Understudy Lisa Karlin gave a spectacular performance as the Lead Player at Saturday’s evening performance. I didn’t realize she was the understudy until the couple sitting next to me told me at intermission. I didn’t believe them. But they were correct.
But it’s Andrea Martin as Berthe that gives the most memorable performance in the production. Berthe has the big crowd-pleasing show if the evening, “No Time At All.” Martin, a Broadway veteran and legendary comic performer from SCTV in the 1980s, brings great warmth and humor to her big scene. But what puts it over the top is that, before the final chorus, she drops her old lady robes, revealing a svelte, buff physique, and proceeds to perform… a trapeze act. Yeah, a trapeze act. Did I mention she’s sixty-seven years old? Needless to say, she quite literally stops the show.
It’s really lucky for us Angelenos that two of the original members of this production – Andrea Martin as Berthe and Matthew James Thomas as Pippin —
But despite all the good performances, the great costumes (by Dominique Lemieux), the stunning lighting (by Kenneth Posner), the real star of the show is director Diane Paulus.

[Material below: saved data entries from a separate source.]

PR #1066, opened 2025-09-10
test(contract): system test for `submit_tee_participant_info`

### LINKED ISSUE #849: System test for `submit_tee_participant_info`
### Background

We need a pytest ensuring the nodes succesfully call the endpoint `submit_tee_participant_info`, to avoid API mismatches like we had in #842 

### User Story

As a dev, I want test coverage.

### Acceptance Criteria

We have a pytest ensuring the nodes succesfully call the endpoint `submit_tee_participant_info`

_No response_

pbeza:
Fixes #849


crates/contract/src/lib.rs
```diff
@@ -1041,7 +1041,9 @@ impl MpcContract {
                 let threshold = current_params.threshold().value() as usize;
                 let remaining = participants_with_valid_attestation.len();
                 if threshold > remaining {
-                    log!("Less than `threshold` participants are left with a valid TEE status. This requires manual intervention. We will not accept new signature requests as a safety precaution.");
+                    log!(
+                        "Less than `threshold` participants are left with a valid TEE status. This requires manual intervention. We will not accept new signature requests as a safety precaution."
+                    );
```
DSharifi, line 1046: Why the change here?

pytest/tests/test_submit_participant_info.py
```diff
@@ -0,0 +1,89 @@
...
+                    "   ❌ No TEE accounts registered - submit_participant_info calls failed"
+                )
+                success = False
+        else:
+            print("   ❌ No SuccessValue found in contract response")
+            success = False
+    else:
+        print("   ❌ Invalid contract response format")
+        success = False
+
```
DSharifi, line 85: Instead of these nested `if`s why not just assert?

crates/contract/src/lib.rs
DSharifi: Check if you have formatting settings in your `.vscode` folder in the root directory of the repo.

pytest/tests/test_submit_participant_info.py
pbeza: Good point! Fixed: https://github.com/near/mpc/pull/1066/commits/b645a5b45f05c53194412c564fe744fba0a07346. ✅

pbeza:
@DSharifi, I just addressed all the review comments. Feel free to re-review. Thanks!

pytest/tests/test_submit_participant_info.py
```diff
@@ -0,0 +1,94 @@
...
+    initial_participants = 2
+    total_nodes = 4
+    cluster, mpc_nodes = shared.start_cluster_with_mpc(
+        2, total_nodes, 1, load_mpc_contract(), start_mpc_nodes=False
+    )
+
+    # Start only the initial participant nodes first
+    for i, node in enumerate(mpc_nodes[:initial_participants]):
+        print(f"   Starting initial participant node {i + 1}: {node.p2p_public_key}")
+        node.run()
```
DSharifi, line 35: Why set `start_mpc_nodes` to False if we are starting the node immediately afterwards?

DSharifi (approved):
Thanks for the good work @pbeza 

I think the test has much more logic than needed. Doesn't this give us all the coverage we need?
```python3
def test_submit_participant_info_endpoint():
    initial_participants = 2
    total_nodes = 4
    cluster, mpc_nodes = shared.start_cluster_with_mpc(
        2, total_nodes, 1, load_mpc_contract(), start_mpc_nodes=False
    )
    cluster.init_cluster(mpc_nodes[:initial_participants], 2)

    attestations_submitted = cluster.wait_for_nodes_to_have_attestation(
        mpc_nodes
    )

    assert attestations_submitted, (
        f"Timeout: Not all {len(additional_nodes)} additional nodes submitted attestations within the timeout period. "
        f"Check the debug output above for which nodes failed to submit."
    )
```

Along with her collaborators Chet Walker (choreography, aided by the ghost of Bob Fosse), and Gypsy Snide (Circus Creator), Paulus has worked a miracle: She’s blown the dust off of this ripe old chestnut and made it come alive again.
The sharpness of her direction reminds me of the work of the great Susan Schulman. There’s such specificity, such sharpness, such energy poured into every moment of the show. Schwartz’s beloved, familiar, but overdone and tired songs snap back to life under Paulus’s care. The thought and care that obviously went into every single song – What are we trying to communicate? How can we approach this in a fresh way How can we make the audience hear this song for the first time – is simply dazzling.
By the end of the evening I’d fallen in love with Pippin all over again. I think you will, too. It closes at the Pantages November 9.